I walked by the bulletin board at work today and saw a poster for someone’s wedding social.  Didn’t they just take one down?

Non-Manitobans, a social is a gathering where people eat, get drunk, dance, and give money to the couple… or something.

I’ve passed through one wedding already and have two ahead of me in the next three weeks. I’ve been the dutiful friend and coworker who’s oohed and ahhed over the ring, the dress, the invitations, and then hugged the bride at the wedding and sat through the speeches. I caught the bouquet (and knocked some poor chick over—read about that here), and I’m prepared to do it all over.

I’ve picked out a pretty aqua sundress. I’ve circled Home Outfitters with a gift registry (does anyone go to Home Outfitters for any other reason?) for eons looking for the one jar.

There’s a bitter-sweetness to it. I’m so happy for my friends. And, well, I’m so glad I’m not the one planning what colour the border on my invitation will be and if I should or shouldn’t invite third-cousin Steve. But they go two by two, as someone once said, and I always wonder, as I clutch the gift registry, as I sit in the pew, camera poised: when will it be my turn?

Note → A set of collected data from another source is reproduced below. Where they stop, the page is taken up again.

PR #28, opened 2015-05-07
Make `url_for` use the correct scheme (http/https)

TheDoubleK:
Addresses this bug: https://www.pivotaltracker.com/story/show/94091430

By adding ProxyFix the headers are correctly passed through to the app, so that it will know
if the original request was from an http or https context.

This is the same way it is done in the data API project for generating URLs.


TheDoubleK:
I believe this will work, but can't test for sure until deployed to an https environment.

PR #29, opened 2015-05-07
Display and edit status of a service

quis:
This adds examples for what the edit service page should look like if:
- The service is visible on the Marketplace (suppliers can change its status)
- Nicole has removed the service

It shows both of these things on one page, where in reality it would be either/or.

Removed | Visible or hidden
--- | ---
| image  | image |

image

It also adds the service status to the supplier's page (formerly the 'dashboard'):
image


TheDoubleK:
I don't know if we're planning on displaying expired services at all?  As far as I understood it we're just keeping them for future reference if needed to look up by us for legal reasons (e.g. to check T&Cs for ongoing contracts from expired frameworks, as we had recently).  As far as the frontend apps are concerned though I don't think they exist - there is no API endpoint that will return an expired service.

ralph-hawkins:
Using ‘edit’ to view a service that has been removed (and can't be put back by the user) sets up the wrong expectation. We could use a different term when its been removed, e.g. ‘details’ for removed services (keep ‘edit’ when you can change the status of a service).

ralph-hawkins:
I think it would be clearer if it said ‘*Name of Service* has been removed'. Possibly with a reason or by whom eg. ‘*Name of Service* has been removed by Admin because it contained the word ‘Agile’’. And date it was removed also.

quis:
@ralph-hawkins We can't do date/reason at the moment. And I don't think _Name of service_ makes sense when that line's going to appear right underneath the service name.

app/assets/javascripts/_selection-buttons.js
```diff
@@ -0,0 +1,16 @@
+(function(GOVUK, GDM) {
+
+  GDM.selectionButtons = function() {
```
TheDoubleK: Not for this PR necessarily, but would this kind of script sit happily in the frontend toolkit?

TheDoubleK:
I think 'enabled' services need bolding and some colour - the same as Published and Disabled. Maybe some shade of amber, like traffic lights?

Although Disabled should be a rare thing for suppliers to see - so maybe user red/green for the main published/unpublished distinction, and do something else for Disabled?

I think the term 'enabled' will be very misleading for suppliers - we should decide some different terminology for the frontend to display.

screen shot 2015-05-11 at 11 15 51

TheDoubleK:
Happy to merge this now and iterate these things later though, if there is user research input needed to settle things.

app/assets/javascripts/_selection-buttons.js
quis: It's on mine and Tom's backlogs to think about how we do dependencies/modules for all the apps. TL;DR you're right, but we haven't decided what to do about it yet.

quis:
@TheDoubleK addressed that unstyled text in ab19455. I think the plan is to get this stuff working, and then do a database migration so that the correct terminology is used from the API through to the frontend. This three statuses that @superroz and I came up with were:
- Public
- Private
- Removed

ralph-hawkins:
@quis I'm not suggesting  '*name of service* has been removed' appears under the service name but we look at that page including the heading and make it read a bit more easily

pcraig3:
Waiting on this pull request to be merged in `digitalmarketplace-utils`

https://github.com/alphagov/digitalmarketplace-utils/pull/31

pcraig3:
#### A Supplier's Services are listed in the Supplier dashboard.  `Removed` Services have a _Details_ link instead of an _Edit_ Link.

screen shot 2015-05-12 at 15 58 21

***
#### Changing a Service's status is fairly straightforward.  Buttons have been repositioned horizontally.

screen shot 2015-05-12 at 15 58 43

***

#### Trying to sneakily change your Service's status to one that isn't permitted returns an error.

screen shot 2015-05-12 at 15 59 44

***

#### After successfully updating a Service's status, user is returned to the dashboard view and there's a notification near the top confirming the change that was just made.

screen shot 2015-05-12 at 15 59 57

pcraig3:
Sorry for the dumb formatting of that last comment -- the screenshots aren't too clearly separated from GitHub's interface.

quis:
Looking excellent to me now. Would be good to get this incorporated before merging: https://github.com/alphagov/digitalmarketplace-frontend-toolkit/pull/67

TheDoubleK:
I don't think the frontend needs to echo the database values for status? Our DB statuses are for consumption by the apps, not for showing to users.  I'm not sure "Public" vs "Private" will make sense to suppliers - why would they want a Private service?  Published/Unpublished still seems better to me from a supplier point of view, though still not ideal.

Just to check - is this still a WIP or is it ready to go?

app/assets/scss/.service-status-removed
```diff
@@ -0,0 +1,7 @@
+.service-status-removed {
+  color: $red;
+}
+
+.service-status-expired {
```
TheDoubleK: Is this used anywhere now?  Or is expired gone from everywhere else in the frontend?

app/assets/scss/_service-status.scss
```diff
@@ -0,0 +1,23 @@
...
+  color: $red;
+}
+
+.service-status-published,
+.service-status-public {
+  @extend %service-status;
+  color: $button-colour;
+}
+
+.service-status-unpublished,
```
TheDoubleK: This triplet of indecisiveness doesn't look great to me, but I'll hopefully never look at a `.scss` file so probably don't care that much.

app/assets/scss/.service-status-removed
quis: @TheDoubleK No idea what this file is. Removed in a15f5af.

quis:
This is no longer WIP.

TheDoubleK:
I can't get this to run locally - I've got master API running, have `pip install`ed, `npm install`ed, run the frontend build, etc. but when trying to update a service status I get a 400 error at a weird redirect URL e.g: `http://localhost:5003/suppliers/services/%5Bu%275-G4-0149-213%27%5D` - looks like the URL encoding is going wrong somewhere? 
screen shot 2015-05-12 at 17 43 02

Have tried it with a G6 service and that gives the same error at this weird URL (service id=1122334455667788): `http://localhost:5003/suppliers/services/%5B%271122%27%2C%20%273344%27%2C%20%275566%27%2C%20%277788%27%5D`

quis:
@TheDoubleK Fixed in 4450c4f

app/main/services.py
```diff
@@ -16,14 +19,79 @@ def dashboard():
...
+    if status in translate_frontend_to_api.keys():
+        status = translate_frontend_to_api[status]
+    else:
+        return _update_service_status_error(
+            service_id,
+            "Sorry, but '{}' is not a valid status.".format(status)
+        )
+
+    try:
+        updated_service = data_api_client.update_service_status(
```
TheDoubleK: There should be a condition here to stop suppliers from changing the status if the current status is `disabled` - at the moment they could CURL a request and un-disable their disabled services.

app/templates/services/dashboard.html
```diff
@@ -2,58 +2,86 @@
...
-
-
-<table class="summary-item-body">
+  {% if updated_service_id %}
+    <div class="grid-row">
+    <div class="column-one-whole">
+      <div class="banner-success-without-action">
+        <p class="banner-message">
+          <a href="{{ url_for('.update_service_status', service_id=updated_service_id ) }}">{{ updated_service_name }}</a>
+           is now {{ updated_service_status }}
```
TheDoubleK: The value here needs to be mapped to Public/Private - at the moment it is echoing the DB values enabled/published.

TheDoubleK: There should also be a test for this - i.e. that suppliers can't un-disable a disabled service.

app/main/services.py
TheDoubleK: There should also be a test for this - i.e. that suppliers can't un-disable a disabled service.

pcraig3: I don't see how they could enable (or publish) a disabled service based on this logic.  It doesn't allow statuses that aren't in the dictionary to be sent to the server.  

But anyway, writing the test is probably useful.

TheDoubleK:
I've found another bug here - a logged-in supplier can change the status of any service, whether or not the service belongs to them.

To reproduce:
* find a service ID for a service belonging to "Supplier 1" 
* log in to the supplier app as "Supplier 2"
* go to /suppliers/services/<supplier-1-servcie-ID>
* turn off your rival's service!

To fix this the GET and POST endpoints for `/services/<string:service_id>` both need to check that the service ID belongs to the logged-in supplier.  If it doesn't then it should probably return a 404 (but I could be persuaded 403 if you prefer).

app/main/services.py
TheDoubleK: It could - the dictionary here allows a service to be set to 'public' or 'private'.  So if Nicole has set a service to 'removed' because it is in breach of something, the supplier could hit this endpoint to change the status back to 'public' or 'private'.  The dictionary will prevent services from being 'removed', but doesn't stop them being turned back on again.
There needs to be a check on the current status of the service, and if it is removed/disabled then the update should not be done.

TheDoubleK: To be clear - they wouldn't be able to do it via the interface because the form isn't there for disabled services.  But they could curl the POST endpoint with a request that would update the service status.

app/assets/scss/_service-status.scss
pcraig3: I think leave it until a final decision about statuses has been made.

app/main/services.py
pcraig3: Right, thanks for the explanation -- quite a good catch actually.
Guess I'm not as apt to thinking as deviously as you are, Kev.

pcraig3:
Still gonna write some tests, but tried to address your concerns, Kev!

TheDoubleK:
I've added some tests for the admin app update status routes here (in a pull-request) - I'm not saying they're the greatest ever, but might be worth a look at to get ideas for the update status tests on this story. 

https://github.com/alphagov/digitalmarketplace-admin-frontend/blob/admin_deactivate_a_service/tests/app/main/test_views.py

pcraig3:
Finished all my functional tests and rebased off of the master branch so if we like the look of the tests we should be good to go.

app/templates/services/service.html
```diff
@@ -0,0 +1,106 @@
...
+        <fieldset class="question">
+          <legend class="question-heading question-heading-with-hint ">
+            Choose service status
+          </legend>
+          <p class="hint">
+            Private services don't appear in search results and don't have a
+            <acronym title="Uniform resource locator">URL</acronym>
+          </p>
+          <label class="selection-button selection-button-boolean">
+            <input type="radio" name="service_status" id="service_status_published" value="public" {{'checked=checked' if service_data['status'] == 'published' }} />
```
TheDoubleK: Attribute values should be in quotes.  I know it works anyway, but still nice to be consistent.  I'll fix this now and then merge it.

TheDoubleK:
:+1:

PR #31, opened 2015-05-11
Make service link relative

robyoung:
On the dashboard, make the services link relative so that it points to
the correct environment.

Fixes: [94162812](https://www.pivotaltracker.com/story/show/94162812)


quis:
This isn't a fix for the [linked card](https://www.pivotaltracker.com/n/projects/997836/stories/94162812) because that is about the admin app. And is itself a duplicate of [94069990](https://www.pivotaltracker.com/n/projects/997836/stories/94069990) which is currently blocked.

That said, this is a worthwhile change so imma merge it.

PR #33, opened 2015-05-12
Add password rules and tidy up login forms

TheDoubleK:
See: https://www.pivotaltracker.com/story/show/92215106

As well as adding the requirement for passwords between 10 and 50 characters long this PR tidies up the login forms to all use Flask's WTForms.  This means that validation rules can all be set in the Form objects, and removes validation checking of individual rules from the views. It also makes error messaging look consistent between pages.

Single girls: don’t we all think that?

Don’t we all feel a little bit gut-punched when our friend announces her engagement, as she shows off the ring, as she flips through her wedding photos? Even though in our strongest moments, we remember how happy we are for our independence, and how glad we are that we’re not starting a family just yet, and we tell ourselves that we’re too busy for a relationship?

We’re not crazy for feeling that way. We’re made for love and for relationships. Our hopes and our dreams are good, natural desires. Our unfulfilled sex drive (if you’re a celibate single like me) is not evil.

It just isn’t time yet.

Now isn’t the time to pine for what you can’t have, and what you probably can’t control. Now is the time to chase your purpose, your calling, your potential. Now is the time to pursue education—to get the degree, or to delve deep into subjects you love. Now is the time for adventure—hopefully with your family or your best friends. Bungee jump, backpack Europe, go on a week-long shopping trip (like my sister and I are doing in a couple weeks. Yay!). Now is the time to learn discipline—keeping house, financial intelligence, healthy living.

Those things, once accomplished, cannot be taken from you. They are ‘safely stored in the past’ as Victor Frankl said. They will turn your life into a masterpiece whether you marry and start a family, or you are the crazy aunt who tells the best stories.  Believe it or not, there is much more to your life’s calling than ‘wife’ or ‘parent’, even though those are good things.

I hope you make the most of the now, because time isn’t waiting for you or the spouse that may be out there for you. One day you’ll wake up and ten years will have past. Will you have made anything of them?

As I said recently, the future doesn’t seem to deliver. Putting our hope on future events will just let us down. Rather, let’s work on everything we can and put the rest in God’s hands.

Single gal in the aqua sundress, the wrapped gift in her hands: cry if you want when the bride walks by. It isn’t easy to be single. But dry your tears and smile, and dance, and catch the bouquet, and laugh with all your friends around the table. Enjoy the moment, whatever it is—and perhaps soon you will find yourself where you want to be, that you are the person you want to be.